> _Records for this exercise_:
PR #407, opened 2020-12-10
Added mfem to gcc8 and clang10 dockers

hennis1:
# Summary

- This PR is for adding the mfem feature to the docker containers.
  - Adds mfem to the docker containers


rhornung67 (approved):
I'm good with this if @white238 is. Thanks @hennis1 👍

white238:
Were you doing just +mfem in this PR or were you trying to update gfortran and CMake here as well? I am okay with leaving CMake at the current version because we test against newer versions on LC.  It may not be worth updating it here...

hennis1:
> Were you doing just +mfem in this PR or were you trying to update gfortran and CMake here as well? I am okay with leaving CMake at the current version because we test against newer versions on LC. It may not be worth updating it here...

gfortran and cmake are in other branches and aren't working. I am keeping them separate. Is there any dependency on mfem for gfortran or cmake?

white238:
You need to update the azure-pipelines.yml to the new docker image names with the time date stamp in them.  It should be in the build logs I think.

white238 (approved):
Looks great! Thanks @hennis1 !

rhornung67 (approved):
Thanks a bunch @hennis1

PR #411, opened 2020-12-17
Add ability to specify arbitrary function types in input files

joshessman-llnl:
# Summary

- This PR is a feature
- It does the following:
  - Extends the currently restricted set of possible functions in the input file

The initial Inlet functions PR (#385) hardcoded the set of allowed functions.  To extend this, this PR generates the set of permissible function signatures at compile time and uses that to instantiate the `FunctionWrapper` type.

It also renames the `inlet::FunctionType` enum to `inlet::FunctionTag` (which enumerates the allowed types for function arguments/return values).  It replaces the `inlet::FunctionType` name with a set of type aliases, so `FunctionTag::Vec3D` is the enum used to specify the signature, and `FunctionType::Vec3D` is the vector type (currently `primal::Vector<double, 3>`) that is actually passed to/returned from the function.

Examples are added demonstrating how functions in a Lua input file might be used to define `mfem::Coefficient`s.


src/axom/inlet/tests/inlet_function.cpp
```diff
@@ -179,7 +209,7 @@ TEST(inlet_function, simple_vec3_to_vec3_verify_lambda_fail)
 struct Foo
 {
   bool bar;
-  std::function<axom::primal::Vector3D(axom::primal::Vector3D)> baz;
+  std::function<FunctionType::Vec3D(FunctionType::Vec3D)> baz;
```
kennyweiss, line 212: 👍

src/axom/inlet/tests/inlet_function.cpp
```diff
@@ -54,11 +55,10 @@ TEST(inlet_function, simple_vec3_to_vec3_raw)
   auto inlet = createBasicInlet(&ds, testString);
 
   auto func =
-    inlet.reader().getFunction("foo", FunctionType::Vec3D, {FunctionType::Vec3D});
+    inlet.reader().getFunction("foo", FunctionTag::Vec3D, {FunctionTag::Vec3D});
 
   EXPECT_TRUE(func);
-  auto result =
-    func.call<axom::primal::Vector3D>(axom::primal::Vector3D {1, 2, 3});
+  auto result = func.call<FunctionType::Vec3D>(FunctionType::Vec3D {1, 2, 3});
```
kennyweiss, line 61: Would this function also work if you only supplied 1 or 2 parameters?
e.g.
```cpp
   auto result = func.call<FunctionType::Vec3D>(FunctionType::Vec3D {1});      --> [2,0,0]
   auto result = func.call<FunctionType::Vec3D>(FunctionType::Vec3D {1, 2});   --> [2,4,0]
```

...or, are three parameters always required?

src/axom/inlet/examples/mfem_coefficient.cpp
```diff
@@ -0,0 +1,192 @@
...
+  // We only need the boundary condition sub-table
+  auto& bc_table = inlet.addGenericArray("bcs", "List of boundary conditions");
+  BoundaryCondition::defineSchema(bc_table);
+
+  if(!inlet.verify())
+  {
+    SLIC_ERROR("Inlet failed to verify against provided schema");
+  }
+
+  // Read all the data into a thermal solver object
```
kennyweiss, line 179: Possible copy/paste error: "thermal solver"?

kennyweiss (approved):
Looks great @joshessman-llnl   (although I didn't dig too deep into the template metaprogramming part).

Side question -- are there any `inlet` examples that define a callback function within a lua deck and call that function from within the deck? If not, should there be?

src/axom/inlet/tests/inlet_function.cpp
joshessman-llnl: The `Vector` constructor will value-initialize the remaining components when less than three are provided - I'll add a test for this.

joshessman-llnl:
> 
> Side question -- are there any `inlet` examples that define a callback function within a lua deck and call that function from within the deck? If not, should there be?

I added a lambda verifier to the mfem coefficient example that actually calls the function and checks its result.  We could also project the coefficients onto a GridFunction (thus calling the Lua functions) but my thinking was that demonstrating the use of a verifier on a function is more relevant to an Inlet example.

src/axom/inlet/tests/inlet_function.cpp
kennyweiss: Thanks @joshessman-llnl -- that's what I thought

src/axom/inlet/Function.hpp
```diff
@@ -48,12 +48,25 @@ namespace inlet
...
+/*!
+ *******************************************************************************
+ * \brief The types used to describe function signatures in the input file
+ * 
+ * \note These are aliases intended to improve readability
+ *******************************************************************************
+ */
+struct FunctionType
+{
+  using Vec3D = axom::primal::Vector3D;
```
white238, line 66: Do you want to add Empty|None|whatever you want to call it in this PR or in a follow up?  String would also be helpful

src/axom/inlet/docs/sphinx/advanced_types.rst
```diff
@@ -125,8 +125,8 @@ the following methods:
 
 .. code-block:: C++
 
-  auto coef = inlet["coef"].get<std::function<double(axom::primal::Vector3D)>>();
-  std::function<double(axom::primal::Vector3D)> coef = inlet["coef"];
+  auto coef = inlet["coef"].get<std::function<double(axom::inlet::FunctionType::Vec3D)>>();
```
white238, line 128: Can these lines be referenced from a compiled and tested example so they don't get out of sync with what works?

src/axom/inlet/tests/inlet_function.cpp
```diff
@@ -232,8 +284,8 @@ TEST(inlet_function, simple_vec3_to_vec3_array_of_struct)
   arr_table.addBool("bar", "bar's description");
   arr_table
     .addFunction("baz",
-                 FunctionType::Vec3D,
-                 {FunctionType::Vec3D},
+                 FunctionTag::Vec3D,
```
white238, line 287: Can you add a function that takes and returns a just a double?

```
    inlet.addFunction("foo",
                 FunctionTag::Double,
                 {FunctionTag::Double},
                 "foo's description")
```

white238 (approved):

src/axom/inlet/Function.hpp
joshessman-llnl: I'll save this for a follow up, I anticipate some nuance with the Void type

> _What to do_:
Go through the material and copy every line in which the word "that" occurs.

> _Response to the task_:
The initial Inlet functions PR (#385) hardcoded the set of allowed functions.  To extend this, this PR generates the set of permissible function signatures at compile time and uses that to instantiate the `FunctionWrapper` type.
It also renames the `inlet::FunctionType` enum to `inlet::FunctionTag` (which enumerates the allowed types for function arguments/return values).  It replaces the `inlet::FunctionType` name with a set of type aliases, so `FunctionTag::Vec3D` is the enum used to specify the signature, and `FunctionType::Vec3D` is the vector type (currently `primal::Vector<double, 3>`) that is actually passed to/returned from the function.
Side question -- are there any `inlet` examples that define a callback function within a lua deck and call that function from within the deck? If not, should there be?
> Side question -- are there any `inlet` examples that define a callback function within a lua deck and call that function from within the deck? If not, should there be?
I added a lambda verifier to the mfem coefficient example that actually calls the function and checks its result.  We could also project the coefficients onto a GridFunction (thus calling the Lua functions) but my thinking was that demonstrating the use of a verifier on a function is more relevant to an Inlet example.
kennyweiss: Thanks @joshessman-llnl -- that's what I thought
white238, line 287: Can you add a function that takes and returns a just a double?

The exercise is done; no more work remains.